Mirror Mirror illustration by Joseph Jacobs; 1916

But we keep going back to the mirror, and whether or not we verbalize the famous question, our actions betray us. Each new day the process begins in our pursuit to be “the fairest.” And now that modern technology has given us so many social outlets, we can post our fair likeness as often as we please. We can compare our images to those male and female models on the covers of magazines; bodies free of wrinkles, liver spots, or errant facial hair. The message is not so subtle; never go out in public without your silicone airbrush to remove the imperfections and enhance the attributes. Lest we forget, the wicked Queen in Snow White considered her mirror her slave and expected her mirror to always flatter.

Stalin and Commissioner Molotov

Such technology is also handy in removing the obnoxious person who insists on ruining any photo by making a stupid face or a person unacceptable to the elitist. Back in the day of the Stalin purges the process of eliminating the unwanted person was called “object removal.” Today it is referred to as “Photo shopped.” With our personalized magic mirror we can remove whatever or whomever we choose.

Oops!

The fixation with oneself and our public facade is nothing new. Narcissus had a similar infatuation with his “Selfie”, only this Greek demigod took it one step further. Narcissus never took his eyes off himself once he caught sight of his beauty. Unable to embrace his watery reflection, he lost his will to live. It was not a happy ending.

We humans expend a great deal of time and treasure devoted to our self-obsession to transform ourselves into superior beings, though a little lower than the Marvel Comic gods. We read volumes of self-help literature, we join Wellness Centers, we drink all sorts of concoctions, we apply all sorts of goop, we Cross Fit and cleanse, we spend hours in the confession booth or a therapist’s office, and we emulate the habits of the titans of achievement. Because we believe our bodies and personalities are upgradeable like our iPhones, we doggedly pursue the quest of perfection, and if we can’t make the cover of a magazine, by gum, we’ll post our Best-Self on our social media accounts.

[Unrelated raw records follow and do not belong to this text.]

PR #1031, opened 2017-09-14
Add GCE Convert Underscores Configuration.

jamespedwards42:
Fixes https://github.com/codedellemc/rexray/issues/1020

@codenrhoden I just noticed https://github.com/codedellemc/rexray/pull/1030 as I created this PR, went ahead and added this one as well for the documentation updates as well.

Has the default value of `false` for converting underscores been discussed before for Digital Ocean and GCE?  It feels more reasonable to default to `true` given that it won't work otherwise... Or is the idea that we want it to break so that the user notices what is happening?

### DIFF
--- a/.docker/plugins/gcepd/config.json
+++ b/.docker/plugins/gcepd/config.json
@@ -37,6 +37,14 @@
         },
         {
           "Description": "",
+          "Name": "GCEPD_CONVERTUNDERSCORES",
+          "Settable": [
+            "value"
+          ],
+          "Value": "false"
+        },
+        {
+          "Description": "",
           "Name": "GCEPD_DEFAULTDISKTYPE",
           "Settable": [
             "value"
--- a/.docs/user-guide/docker-plugins.md
+++ b/.docs/user-guide/docker-plugins.md
@@ -348,6 +348,11 @@ $ docker plugin install rexray/gcepd \
 The GCEPD plug-in requires that GCE compute instance has Read/Write Cloud API
 access to the Compute Engine and Storage services.
 
+**NOTE:** GCE persistent disks cannot be created if their name contains an underscore.
+Docker will automatically append prefixes with underscores to your volume names when
+they are created as part of a compose file, so if you're creating volumes with this plugin
+using compose (or stack deploy), be sure to set `GCEPD_CONVERTUNDERSCORES` to `true`.
+
 #### Privileges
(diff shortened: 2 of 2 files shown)


akutz:
Hi @jamespedwards42,

I think you raise a terrific question regarding the default value. However, I don't see any reason to delay merging this PR until such a discussion -- the default value and associated documentation can always be updated. At least this way there *is* documentation -- thank you for providing it!

codenrhoden:
Hi @jamespedwards42 

> Has the default value of false for converting underscores been discussed before for Digital Ocean and GCE? It feels more reasonable to default to true given that it won't work otherwise... Or is the idea that we want it to break so that the user notices what is happening?

It hadn't really been discussed, it was just what I chose to do at the time. My reasoning there was that this was a bit of magic, and it has some potential for side effects, so right now it is a choice to turn it on.

With the option enabled, we are doing something slightly different than what is asked. While necessary for stack/swarm/compose, it bothers me all the same. It also relies on behavior that could very well change in Docker. Docker does not verify that the volume it asked for is what it gets back -- for example, `docker volume inspect project_volume` will happily report and use a volume named `project-volume`, which is the intent, but if it ever bothered to look at the response it gets back, it would see that the volume name returned does not match volume name requested. I don't think this behavior is going to change, but again, it bothers me.

But, I am happy that someone is actually looking at it and finding the option useful. A lot of internal work went into making this seemingly simple feature possible. If enabling the option by default in the Docker managed plugin is something people want, we are happy to consider it. It makes sense from a usability perspective - I'm probably just paranoid. Plus, we have the option of making it default to true for the plugin (when we know it is being used by Docker) and false outside the plugin (when, from a driver perspective, we don't particularly know/care if being used by Docker).

jamespedwards42:
> A lot of internal work went into making this seemingly simple feature possible.

I can imagine, I spent an hours trying to figure how the environment variable was magically linked to some actual logic :) ... I hope users appreciate how great Rexray is and how incredibly valuable it is, I certainly do.

I went digging to see what the current view of underscore name spacing is for compose.  It looks like it is causing headaches for other users as well, particularly for hostnames (https://github.com/docker/compose/issues/4475). 

I agree with your view that it is probably not worth the risk of breaking future docker volume name checks.  Maybe this issue with DO and GCE will help put pressure on the compose project to fix it properly by allowing the delimiter to be configured.

Issue #957, opened 2017-08-07
config option for RBD object size


codenrhoden:
@codenrhoden commented on [Tue Jan 03 2017](https://github.com/codedellemc/libstorage/issues/381)

The RBD driver currently uses the default 4MB object size when creating new RBDs. Add a config option to specify difference object sizes.

---

@richard-julien commented on [Thu Mar 02 2017](https://github.com/codedellemc/libstorage/issues/381#issuecomment-283751071)

Hi, I just started to use libStorage with Ceph and for me some others options will be very intesting. (like --cluster, -m, --keyring, ...)
Do you think we could transform this tickets to support various options, and maybe the simplest way is to support a extra_options where the user can setup everything he wants instead of mapping the rdb command field by field?
I'm new to go and libStorage but I can try to help on this ;)

---

@codenrhoden commented on [Wed Mar 22 2017](https://github.com/codedellemc/libstorage/issues/381#issuecomment-288557935)

@richard-julien That's a really interesting idea, the `extra_options` proposal. I'll think about it. The first thing that came to mind was wondering if you could use `CEPH_ARGS` today and accomplish some of what you need. That's an env var that the Ceph CLI tools look for already, but it's been a while since I've used it.

Second thought was wondering how to de-conflict if we do end up adding first-class support for any of these options (say `rbd.cluster`) and you also specify `--cluster` in the `extra_options` field.

Anyways, it's good to know someone is looking for this functionality. That helps us prioritize what to work on!

---

@richard-julien commented on [Wed Mar 29 2017](https://github.com/codedellemc/libstorage/issues/381#issuecomment-290032384)

Hi @codenrhoden thanks for your answer.
My idea is to be able to configure a ceph mount without any specific configuration file on the host. (everything through the volume-opt). So the CEPH_ARGS for me is not really an option ;)

For the extra_options and the de-conflict maybe the simplest solution for the ceph driver is to only provide a free text zone. I dont think libStorage need to ensure the consistency of the command, and helping the user with 2 or 3 options is not really necessary. I will be happy to provide every options i need in the command line and have directly the ceph error message if i forget to provide the basic options.

PR #1035, opened 2017-09-18
rbd: Add cephArgs config option

### LINKED ISSUE #924: rbd: Configurable cephx keyring
# Summary
rbd tries to use client.admin by default, and the plugin does not appear to accept any of the parameters that could alter this (for instance, CEPH_ARGS)

# New Feature
It would be helpful if one could configure the cephx user, for instance by simply allowing passing CEPH_ARGS.

## Version
rexray/rbd:9.2

### LINKED ISSUE #955: rbd: Allow non-admin user
@codenrhoden commented on [Tue Jan 03 2017](https://github.com/codedellemc/libstorage/issues/379)

Right now the driver only uses the default `client.admin` user. Allow a config option to specify a different user.

An open question is whether we should all the user's cephx key to be stored in our config file, or whether we require it to be configured in `ceph.conf`. I'm leaning toward the later. As long as we require a `ceph.conf` to be present, we should push as much configuration into it as we can, rather than proliferate sensitive credentials into new/additional locations.

codenrhoden:
This patch adds an rbd.cephArgs config option. It takes free form text,
and is used to set the CEPH_ARGS env var. This env var is mostly used to
set "--id" and "--cluster" CLI args, the former being the name client
user to use (instead of admin) and the latter for using a non-default
cluster name (default is Ceph).

Using this field, a non-admin client and keyring can be used. Using that
client successfully means that the keyring has to be present in
/etc/ceph, and that the client's auth caps are set correctly. It is easy
to get in a situation where those are wrong, and calls to "rbd" or
"rados" hang instead of issuing "operation not permitted". To help
combat this, the driver no longer supports multiple pools when cephArgs
is set. Only the single pool defined as the defaultPool is supported.

I would have removed multi-pool support entirely, but that would break
backwards compatibility, and I've seen users use this functionality. But
setting CephArgs limits you to one pool only.

Replaces #934 
Fixes #924 
Fixes #955
xref #957 (addresses parts of it)

This patch also has an unrelated, 2nd commit with a fix I found necessary while working on the new feature.

Calling cmd.Help() prints the help output, but it does not exit the
program. There were places in the code were would detect a critical
error, emit it stderr, then emit the help output, but *not* exit the
program. This caused the program to continue execution leading to
potential faults from nil dereferences depending on what went wrong. We
really just want to emit the help then shutdown.

### DIFF
--- a/.docker/plugins/rbd/config.json
+++ b/.docker/plugins/rbd/config.json
@@ -53,6 +53,14 @@
         },
         {
           "Description": "",
+          "Name": "RBD_CEPHARGS",
+          "Settable": [
+            "value"
+          ],
+          "Value": ""
+        },
+        {
+          "Description": "",
           "Name": "RBD_DEFAULTPOOL",
           "Settable": [
             "value"
--- a/.docs/user-guide/docker-plugins.md
+++ b/.docs/user-guide/docker-plugins.md
@@ -205,6 +205,7 @@ plug-in:
 
 Environment Variable | Description | Default | Required
 ---------------------|-------------|---------|---------
+`RBD_CEPHARGS` | Text to set in the `CEPH_ARGS` environment variable | ""
 `RBD_DEFAULTPOOL` | Default Ceph pool for volumes | `rbd`
 
 ## Dell EMC
--- a/.docs/user-guide/storage-providers.md
+++ b/.docs/user-guide/storage-providers.md
@@ -407,9 +407,10 @@ cluster.
 * The `ceph` and `rbd` binary executables must be installed on the host
 * The minimum required version of Ceph *clients* is Infernalis, `v9.2.1`
 * The `rbd` kernel module must be installed
-* A `ceph.conf` file must be present in its default location
-  (`/etc/ceph/ceph.conf`)
-* The ceph `admin` key must be present in `/etc/ceph/`
+* A `<clustername>.conf` file must be present in its default location
+  (`/etc/ceph/`). By default, this is `/etc/ceph/ceph.conf`.
+* The specified user (`admin` by default) must have a keyring present in
+  `/etc/ceph/`.
 
 #### Configuration
 The following is an example with all possible fields configured. For a running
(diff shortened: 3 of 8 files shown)


clintkitson:
@codenrhoden Are we exposing this to the docker managed plugin as well?

codenrhoden:
@clintkitson It's not there yet, but it absolutely should be.

akutz:
Hi @codenrhoden,

Should we merge this PR or let you first expose the above env vars to the Docker plug-in?

codenrhoden:
@akutz no merge yet. When I asked @mvollman to review this, the comments ended up on his PR, #934.  I have some feedback in there to address still.

codenrhoden:
@mvollman okay, I've relaxed the previous restriction a bit, such that it still allows multi pool if you are only setting something like `--cluster` in CEPH_ARGS. Basically, since we default to the admin user, if you don't do something to change it to something else, we know it's still using the admin user. But if you use any of the flags to set the user, we don't know what is going to happen, so we take the safest route of only allowing you the pool you set.

A future enhancement could indeed be to allow a list of pools. I'd be happy if you could take a look.

akutz:
HI @codenrhoden,

Please rebase this since I merged the doc change.

mvollman:
@codenrhoden I was waiting to review this once it was finished and then I just saw that it was merged.  I see that you have added cephArgs, but I do not see that you are using them.  I built and tested the code and I am not able to use a non-admin user.  Your rbd, rados and ceph commands need to be passed the cephArgs.

codenrhoden:
@mvollman The `CEPH_ARGS` env var gets set here: https://github.com/codedellemc/rexray/blob/a35e8bba97a94f427dd9da965332e220aee22d4c/libstorage/drivers/storage/rbd/utils/utils.go#L378-L380

in my tests, I was able to use both a non-admin user, and use a custom cluster name.

codenrhoden:
@mvollman FWIW, there is an RC being created right now, and once that is up I'd be thrilled if you can install it and give it a try. That way we are sure of the version.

This whole chasing after our Best-Self is not original to our generation or past generations. The sonnets of Shakespeare or English Romantic poets or the Greek mythologies did not come up with the idea. One of the oldest texts on human beauty and perfection was written by King Solomon of ancient Israel. The descriptions of the bride and bridegroom in chapters 4:1-7 and 5:10-16 of the “Song of Songs” are poetic gems. These verses celebrate the beauty of the lovers without objectifying them. Kay and I used portions of the poem in our wedding vows and ceremony, and her march down the aisle toward me escorted by her two brothers is as vivid in my memory today as when it happened nearly forty years ago. It is a good thing I am sitting down to write this piece because I can feel the weakness in my knees as I type. Yeah, she can still cause that same effect in me today. I am a lucky man.

Marc Chagall

I read an article that used the term “aspirational narcissism” describing our culture’s obsession with ourselves. We aspire to be perfect in body, soul, and spirit, and believe we can achieve it under our own steam. We believe that science supports this through evolutionary, brain circuitry. We abdicate our real image to the advertisers’ whims of what our Best-Self should be. We believe religion supports this desire by turning a legitimate prayer into a literal, self-serving demand, “Whatever you ask in prayer, you shall receive”. We believe our economy supports our convictions in how we prioritize where to spend our hard-earned cash. A cursory look at a monthly bank statement will revel how often a card is swiped just to obtain the Best-Self figure.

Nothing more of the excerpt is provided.